**Exercise directions:**
When the line containing "Issue #2792, opened 2021-06-19" is found in the data below, copy it and each line after it through the line containing "Before 1.2 release", exactly and with no others.
------
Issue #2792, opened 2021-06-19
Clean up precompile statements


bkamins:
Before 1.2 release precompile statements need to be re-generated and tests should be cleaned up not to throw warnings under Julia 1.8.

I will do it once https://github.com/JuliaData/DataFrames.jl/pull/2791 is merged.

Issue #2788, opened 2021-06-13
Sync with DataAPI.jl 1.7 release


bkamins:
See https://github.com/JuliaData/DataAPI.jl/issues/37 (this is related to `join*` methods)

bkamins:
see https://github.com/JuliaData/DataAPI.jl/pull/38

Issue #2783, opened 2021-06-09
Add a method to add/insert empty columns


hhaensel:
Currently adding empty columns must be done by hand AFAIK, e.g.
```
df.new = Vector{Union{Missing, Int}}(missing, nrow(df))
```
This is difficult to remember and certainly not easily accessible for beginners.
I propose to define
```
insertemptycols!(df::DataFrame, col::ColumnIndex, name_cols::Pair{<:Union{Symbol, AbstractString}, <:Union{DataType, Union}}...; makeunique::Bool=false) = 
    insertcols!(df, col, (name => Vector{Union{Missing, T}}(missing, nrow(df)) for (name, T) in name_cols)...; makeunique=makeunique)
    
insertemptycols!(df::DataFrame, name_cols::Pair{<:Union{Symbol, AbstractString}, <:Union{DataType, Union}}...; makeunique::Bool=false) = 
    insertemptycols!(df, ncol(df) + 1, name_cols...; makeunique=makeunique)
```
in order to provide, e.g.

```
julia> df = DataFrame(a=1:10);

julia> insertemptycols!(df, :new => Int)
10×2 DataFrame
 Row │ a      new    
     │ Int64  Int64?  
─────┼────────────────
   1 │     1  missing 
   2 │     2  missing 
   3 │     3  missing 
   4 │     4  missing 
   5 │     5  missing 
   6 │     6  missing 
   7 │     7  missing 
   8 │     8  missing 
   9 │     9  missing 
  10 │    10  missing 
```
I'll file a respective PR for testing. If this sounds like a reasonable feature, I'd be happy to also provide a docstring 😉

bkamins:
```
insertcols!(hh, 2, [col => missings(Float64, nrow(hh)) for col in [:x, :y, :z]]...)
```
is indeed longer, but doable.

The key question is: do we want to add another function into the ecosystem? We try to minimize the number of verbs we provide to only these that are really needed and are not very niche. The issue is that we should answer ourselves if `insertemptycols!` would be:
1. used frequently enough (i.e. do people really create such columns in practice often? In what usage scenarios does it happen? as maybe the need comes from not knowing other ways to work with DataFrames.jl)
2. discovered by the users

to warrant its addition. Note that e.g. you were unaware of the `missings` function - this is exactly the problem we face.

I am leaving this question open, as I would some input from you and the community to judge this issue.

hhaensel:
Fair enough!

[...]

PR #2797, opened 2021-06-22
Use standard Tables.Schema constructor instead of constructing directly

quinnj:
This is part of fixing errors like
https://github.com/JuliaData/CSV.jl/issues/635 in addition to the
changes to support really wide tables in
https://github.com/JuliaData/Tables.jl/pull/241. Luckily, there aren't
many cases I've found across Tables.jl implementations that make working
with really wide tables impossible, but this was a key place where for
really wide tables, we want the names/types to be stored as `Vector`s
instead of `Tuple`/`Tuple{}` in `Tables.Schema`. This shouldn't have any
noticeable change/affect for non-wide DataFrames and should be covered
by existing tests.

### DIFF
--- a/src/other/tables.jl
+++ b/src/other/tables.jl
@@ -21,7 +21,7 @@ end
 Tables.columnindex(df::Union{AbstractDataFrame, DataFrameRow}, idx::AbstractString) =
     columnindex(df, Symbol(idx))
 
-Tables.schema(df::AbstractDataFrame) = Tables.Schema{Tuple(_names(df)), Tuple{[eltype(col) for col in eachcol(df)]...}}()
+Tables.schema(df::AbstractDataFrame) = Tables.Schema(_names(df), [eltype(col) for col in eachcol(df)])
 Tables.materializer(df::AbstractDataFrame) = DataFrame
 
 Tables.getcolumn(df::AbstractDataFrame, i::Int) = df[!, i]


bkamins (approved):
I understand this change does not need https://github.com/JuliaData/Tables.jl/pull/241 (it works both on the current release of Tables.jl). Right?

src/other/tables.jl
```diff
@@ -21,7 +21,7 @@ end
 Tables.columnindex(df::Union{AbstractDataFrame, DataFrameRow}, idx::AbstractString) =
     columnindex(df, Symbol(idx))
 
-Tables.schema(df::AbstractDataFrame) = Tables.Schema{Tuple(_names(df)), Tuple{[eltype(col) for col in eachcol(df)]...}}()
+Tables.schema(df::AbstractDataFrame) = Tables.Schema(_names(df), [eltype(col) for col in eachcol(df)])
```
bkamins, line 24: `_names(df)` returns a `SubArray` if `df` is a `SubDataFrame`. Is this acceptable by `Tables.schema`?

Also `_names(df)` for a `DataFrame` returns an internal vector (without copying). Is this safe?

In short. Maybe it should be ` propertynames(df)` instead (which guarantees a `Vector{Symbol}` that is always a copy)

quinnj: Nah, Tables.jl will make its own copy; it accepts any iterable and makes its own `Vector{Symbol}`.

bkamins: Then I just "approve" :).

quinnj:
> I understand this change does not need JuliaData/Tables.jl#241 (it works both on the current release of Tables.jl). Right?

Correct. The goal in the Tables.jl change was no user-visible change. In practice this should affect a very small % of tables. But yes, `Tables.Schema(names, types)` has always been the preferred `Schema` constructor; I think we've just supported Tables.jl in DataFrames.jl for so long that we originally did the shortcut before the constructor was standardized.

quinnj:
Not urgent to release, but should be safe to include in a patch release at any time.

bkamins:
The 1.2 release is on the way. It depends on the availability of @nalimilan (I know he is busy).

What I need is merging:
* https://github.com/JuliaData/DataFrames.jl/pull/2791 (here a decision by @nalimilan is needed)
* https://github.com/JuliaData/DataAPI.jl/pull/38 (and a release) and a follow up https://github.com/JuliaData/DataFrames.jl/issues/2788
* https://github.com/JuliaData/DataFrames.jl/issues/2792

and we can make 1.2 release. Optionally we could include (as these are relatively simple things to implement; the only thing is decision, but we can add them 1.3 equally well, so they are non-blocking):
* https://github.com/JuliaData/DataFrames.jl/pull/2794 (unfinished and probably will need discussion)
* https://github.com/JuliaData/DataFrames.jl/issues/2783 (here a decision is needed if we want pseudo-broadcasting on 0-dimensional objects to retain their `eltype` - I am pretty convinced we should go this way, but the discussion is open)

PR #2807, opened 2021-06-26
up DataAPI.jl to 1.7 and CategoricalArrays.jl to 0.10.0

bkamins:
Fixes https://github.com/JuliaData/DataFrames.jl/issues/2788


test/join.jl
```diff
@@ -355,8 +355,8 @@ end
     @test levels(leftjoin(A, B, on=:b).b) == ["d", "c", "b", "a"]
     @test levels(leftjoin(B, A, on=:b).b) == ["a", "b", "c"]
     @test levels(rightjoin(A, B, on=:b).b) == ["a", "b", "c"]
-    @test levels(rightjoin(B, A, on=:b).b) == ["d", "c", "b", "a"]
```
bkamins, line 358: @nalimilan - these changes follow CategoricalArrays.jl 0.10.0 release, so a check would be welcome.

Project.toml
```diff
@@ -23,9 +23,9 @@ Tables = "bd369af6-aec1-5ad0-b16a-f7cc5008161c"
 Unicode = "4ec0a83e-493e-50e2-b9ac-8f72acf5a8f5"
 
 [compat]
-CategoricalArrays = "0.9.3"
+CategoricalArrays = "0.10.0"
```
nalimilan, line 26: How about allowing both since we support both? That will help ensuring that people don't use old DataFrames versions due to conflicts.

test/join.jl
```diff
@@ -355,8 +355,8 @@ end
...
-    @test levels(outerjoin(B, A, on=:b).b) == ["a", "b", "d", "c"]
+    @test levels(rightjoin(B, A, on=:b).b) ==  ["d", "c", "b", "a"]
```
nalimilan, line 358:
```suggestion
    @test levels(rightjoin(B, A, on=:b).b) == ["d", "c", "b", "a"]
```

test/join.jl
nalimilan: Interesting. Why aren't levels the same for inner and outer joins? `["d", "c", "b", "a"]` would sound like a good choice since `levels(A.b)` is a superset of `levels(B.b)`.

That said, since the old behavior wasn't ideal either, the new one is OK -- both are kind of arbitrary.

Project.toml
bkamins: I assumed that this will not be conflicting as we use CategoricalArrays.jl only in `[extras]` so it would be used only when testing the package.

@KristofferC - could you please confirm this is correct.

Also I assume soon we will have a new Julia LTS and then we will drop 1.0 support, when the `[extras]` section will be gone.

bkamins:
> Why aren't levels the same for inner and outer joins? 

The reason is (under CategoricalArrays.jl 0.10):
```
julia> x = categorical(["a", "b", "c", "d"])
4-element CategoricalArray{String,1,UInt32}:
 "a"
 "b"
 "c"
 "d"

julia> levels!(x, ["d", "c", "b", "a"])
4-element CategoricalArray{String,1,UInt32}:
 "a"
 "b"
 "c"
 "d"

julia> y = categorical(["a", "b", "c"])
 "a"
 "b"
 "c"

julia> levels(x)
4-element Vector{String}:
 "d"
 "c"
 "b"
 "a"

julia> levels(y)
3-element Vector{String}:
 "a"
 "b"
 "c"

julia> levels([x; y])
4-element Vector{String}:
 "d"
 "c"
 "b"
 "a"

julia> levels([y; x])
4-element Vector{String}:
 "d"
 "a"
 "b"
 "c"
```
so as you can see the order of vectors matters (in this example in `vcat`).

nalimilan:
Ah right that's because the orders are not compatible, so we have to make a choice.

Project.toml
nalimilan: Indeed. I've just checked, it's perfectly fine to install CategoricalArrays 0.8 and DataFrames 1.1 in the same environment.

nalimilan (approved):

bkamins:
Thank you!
------
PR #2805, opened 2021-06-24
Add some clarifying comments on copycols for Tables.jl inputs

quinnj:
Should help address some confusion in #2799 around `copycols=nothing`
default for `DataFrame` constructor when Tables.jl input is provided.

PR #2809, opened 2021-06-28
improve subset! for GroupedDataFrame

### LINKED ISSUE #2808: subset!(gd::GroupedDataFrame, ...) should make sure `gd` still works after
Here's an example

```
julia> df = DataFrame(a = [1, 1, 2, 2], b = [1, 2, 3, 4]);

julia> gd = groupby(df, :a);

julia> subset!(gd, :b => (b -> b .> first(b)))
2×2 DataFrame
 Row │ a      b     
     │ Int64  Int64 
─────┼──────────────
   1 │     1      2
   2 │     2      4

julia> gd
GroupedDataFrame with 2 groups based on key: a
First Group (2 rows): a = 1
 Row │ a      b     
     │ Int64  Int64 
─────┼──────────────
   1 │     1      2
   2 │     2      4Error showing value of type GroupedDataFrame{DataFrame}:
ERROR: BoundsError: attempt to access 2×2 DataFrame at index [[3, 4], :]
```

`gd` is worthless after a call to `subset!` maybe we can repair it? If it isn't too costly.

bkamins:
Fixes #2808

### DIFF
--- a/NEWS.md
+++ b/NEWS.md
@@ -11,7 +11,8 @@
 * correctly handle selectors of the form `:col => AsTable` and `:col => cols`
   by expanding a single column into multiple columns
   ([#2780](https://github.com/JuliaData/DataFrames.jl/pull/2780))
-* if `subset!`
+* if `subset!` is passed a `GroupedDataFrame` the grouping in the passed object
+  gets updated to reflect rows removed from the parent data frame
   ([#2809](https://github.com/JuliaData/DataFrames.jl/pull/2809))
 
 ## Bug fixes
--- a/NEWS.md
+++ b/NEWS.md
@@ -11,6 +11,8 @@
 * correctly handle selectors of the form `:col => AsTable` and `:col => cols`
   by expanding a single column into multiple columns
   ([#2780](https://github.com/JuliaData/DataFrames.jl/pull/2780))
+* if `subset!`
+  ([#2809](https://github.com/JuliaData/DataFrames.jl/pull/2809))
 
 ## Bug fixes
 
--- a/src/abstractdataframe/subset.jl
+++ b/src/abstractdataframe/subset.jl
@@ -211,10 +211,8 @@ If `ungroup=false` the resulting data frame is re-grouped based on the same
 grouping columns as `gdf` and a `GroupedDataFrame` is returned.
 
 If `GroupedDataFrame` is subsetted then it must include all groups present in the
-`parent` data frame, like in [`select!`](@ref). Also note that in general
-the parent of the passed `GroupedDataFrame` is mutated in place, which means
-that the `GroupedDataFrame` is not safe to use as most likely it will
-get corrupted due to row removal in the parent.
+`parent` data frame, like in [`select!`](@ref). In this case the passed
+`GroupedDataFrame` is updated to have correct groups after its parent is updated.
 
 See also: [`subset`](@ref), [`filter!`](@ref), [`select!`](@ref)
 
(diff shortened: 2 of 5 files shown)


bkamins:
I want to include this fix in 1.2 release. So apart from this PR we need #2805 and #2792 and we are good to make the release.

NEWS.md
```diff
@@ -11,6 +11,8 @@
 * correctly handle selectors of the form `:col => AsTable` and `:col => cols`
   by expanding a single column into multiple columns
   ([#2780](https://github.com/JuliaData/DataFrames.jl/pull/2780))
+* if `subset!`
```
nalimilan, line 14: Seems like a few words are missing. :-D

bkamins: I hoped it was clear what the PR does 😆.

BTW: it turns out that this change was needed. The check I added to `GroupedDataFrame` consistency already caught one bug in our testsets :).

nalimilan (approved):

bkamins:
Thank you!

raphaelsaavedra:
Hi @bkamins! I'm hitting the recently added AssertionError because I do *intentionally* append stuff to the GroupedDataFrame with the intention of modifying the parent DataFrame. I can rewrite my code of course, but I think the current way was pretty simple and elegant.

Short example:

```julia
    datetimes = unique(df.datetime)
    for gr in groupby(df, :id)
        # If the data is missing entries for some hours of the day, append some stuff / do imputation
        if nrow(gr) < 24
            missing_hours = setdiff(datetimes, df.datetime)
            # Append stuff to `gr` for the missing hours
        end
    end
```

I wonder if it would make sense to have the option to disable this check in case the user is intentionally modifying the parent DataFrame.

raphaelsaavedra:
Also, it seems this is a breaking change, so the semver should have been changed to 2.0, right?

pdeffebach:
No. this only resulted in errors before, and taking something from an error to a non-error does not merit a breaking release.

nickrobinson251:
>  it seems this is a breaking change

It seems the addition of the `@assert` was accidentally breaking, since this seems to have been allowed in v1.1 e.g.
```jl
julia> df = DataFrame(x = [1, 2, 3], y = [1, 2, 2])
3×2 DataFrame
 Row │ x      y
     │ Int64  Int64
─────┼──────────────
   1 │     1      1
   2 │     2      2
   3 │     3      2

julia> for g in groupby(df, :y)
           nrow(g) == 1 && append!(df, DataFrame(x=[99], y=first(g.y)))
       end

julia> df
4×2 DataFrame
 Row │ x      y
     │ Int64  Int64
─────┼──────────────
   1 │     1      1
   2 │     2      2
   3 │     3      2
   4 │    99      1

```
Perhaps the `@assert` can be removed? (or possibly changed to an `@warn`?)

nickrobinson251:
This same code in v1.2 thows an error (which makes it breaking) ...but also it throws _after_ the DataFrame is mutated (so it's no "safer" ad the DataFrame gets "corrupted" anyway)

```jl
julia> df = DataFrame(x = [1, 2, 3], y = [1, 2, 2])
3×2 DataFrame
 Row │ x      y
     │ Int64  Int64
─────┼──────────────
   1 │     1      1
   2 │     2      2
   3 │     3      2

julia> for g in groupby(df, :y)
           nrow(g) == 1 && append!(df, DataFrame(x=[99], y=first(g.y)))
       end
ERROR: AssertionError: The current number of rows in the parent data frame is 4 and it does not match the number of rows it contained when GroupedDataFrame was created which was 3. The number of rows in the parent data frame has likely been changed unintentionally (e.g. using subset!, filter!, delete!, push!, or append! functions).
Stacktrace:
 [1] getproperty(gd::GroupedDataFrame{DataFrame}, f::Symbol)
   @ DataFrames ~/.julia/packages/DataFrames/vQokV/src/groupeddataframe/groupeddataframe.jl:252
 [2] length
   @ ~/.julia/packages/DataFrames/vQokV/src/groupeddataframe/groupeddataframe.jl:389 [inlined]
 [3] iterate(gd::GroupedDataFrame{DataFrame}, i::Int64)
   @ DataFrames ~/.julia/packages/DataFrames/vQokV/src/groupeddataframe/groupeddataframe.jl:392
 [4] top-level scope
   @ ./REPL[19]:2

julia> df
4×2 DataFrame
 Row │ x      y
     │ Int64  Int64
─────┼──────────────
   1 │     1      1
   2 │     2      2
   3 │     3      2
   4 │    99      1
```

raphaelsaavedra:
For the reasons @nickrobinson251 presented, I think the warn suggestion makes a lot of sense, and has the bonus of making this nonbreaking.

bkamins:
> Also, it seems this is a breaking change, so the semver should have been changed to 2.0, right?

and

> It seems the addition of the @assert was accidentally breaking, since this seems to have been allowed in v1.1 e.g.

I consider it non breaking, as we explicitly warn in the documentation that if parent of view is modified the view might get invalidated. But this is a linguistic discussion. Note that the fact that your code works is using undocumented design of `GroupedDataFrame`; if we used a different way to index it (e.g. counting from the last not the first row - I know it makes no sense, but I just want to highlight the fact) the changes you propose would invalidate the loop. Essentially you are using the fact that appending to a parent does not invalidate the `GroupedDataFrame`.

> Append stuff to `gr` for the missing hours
------
**Written solution:**
Issue #2792, opened 2021-06-19
Clean up precompile statements


bkamins:
Before 1.2 release precompile statements need to be re-generated and tests should be cleaned up not to throw warnings under Julia 1.8.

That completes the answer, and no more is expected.